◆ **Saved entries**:
PR #2776, opened 2024-09-02
disabling rook mgr module in CephCluster

ShravaniVangur:
Sometimes, during installation with ODF, the rook mgr module in ceph cluster is being enabled. This pr ensures that it is disabled during installation. 

For example:
`sh-4.4$ ceph mgr module ls | grep rook`
`rook                  on`     

With this change:
`sh-4.4$ ceph mgr module ls | grep rook`
`rook                  -`

### DIFF
--- a/controllers/storagecluster/cephcluster.go
+++ b/controllers/storagecluster/cephcluster.go
@@ -1101,6 +1101,7 @@ func generateMgrSpec(sc *ocsv1.StorageCluster) rookCephv1.MgrSpec {
 		Modules: []rookCephv1.Module{
 			{Name: "pg_autoscaler", Enabled: true},
 			{Name: "balancer", Enabled: true},
+			{Name: "rook", Enabled: false},
 		},
 	}
 
--- a/controllers/storagecluster/cephcluster_test.go
+++ b/controllers/storagecluster/cephcluster_test.go
@@ -306,6 +306,7 @@ func TestGenerateMgrSpec(t *testing.T) {
 				Modules: []rookCephv1.Module{
 					{Name: "pg_autoscaler", Enabled: true},
 					{Name: "balancer", Enabled: true},
+					{Name: "rook", Enabled: false},
 				},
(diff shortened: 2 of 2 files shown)


controllers/storagecluster/cephcluster.go
```diff
@@ -1101,6 +1101,7 @@ func generateMgrSpec(sc *ocsv1.StorageCluster) rookCephv1.MgrSpec {
 		Modules: []rookCephv1.Module{
 			{Name: "pg_autoscaler", Enabled: true},
 			{Name: "balancer", Enabled: true},
+			{Name: "rook", Enabled: false},
```
Nikhil-Ladha, line 1104: Are we planning to keep it disabled permanently? I doubt 🤔

ShravaniVangur: Technically it is supposed to be disabled when it is installed. But due to some issues as observed in this bz: https://bugzilla.redhat.com/show_bug.cgi?id=2300312#add_comment the rook mgr module is enabled initially. This just makes sure that on installation it remains disabled. Can be enabled through the rook toolbox post installation.

> Are we planning to keep it disabled permanently? I doubt 🤔

Nikhil-Ladha: Understood, but what if in future we would want to enable the module for some case? By disabling it this way, there would be clash between a user manually enabling it through toolbox and the operator reconciling it to disable.
@travisn is it guaranteed that in future as well we don't see any use case for rook-mgr module in ODF d/s?

travisn: The `rook` mgr module is really only used by the upstream dashboard, which we don't use downstream. There is not currently a scenario to enable this module in the downstream. When it is enabled (though we are not sure the cause), it causes errors as we have seen in a couple customer clusters.

travisn (commented):
/lgtm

◆ **Directions for this task**:
In the records above, retype exactly the lines from the one with "Nikhil-Ladha, line 1104: Are" through the last one.

◆ **Solution**:
Nikhil-Ladha, line 1104: Are we planning to keep it disabled permanently? I doubt 🤔

ShravaniVangur: Technically it is supposed to be disabled when it is installed. But due to some issues as observed in this bz: https://bugzilla.redhat.com/show_bug.cgi?id=2300312#add_comment the rook mgr module is enabled initially. This just makes sure that on installation it remains disabled. Can be enabled through the rook toolbox post installation.

> Are we planning to keep it disabled permanently? I doubt 🤔

Nikhil-Ladha: Understood, but what if in future we would want to enable the module for some case? By disabling it this way, there would be clash between a user manually enabling it through toolbox and the operator reconciling it to disable.
@travisn is it guaranteed that in future as well we don't see any use case for rook-mgr module in ODF d/s?

travisn: The `rook` mgr module is really only used by the upstream dashboard, which we don't use downstream. There is not currently a scenario to enable this module in the downstream. When it is enabled (though we are not sure the cause), it causes errors as we have seen in a couple customer clusters.

travisn (commented):
/lgtm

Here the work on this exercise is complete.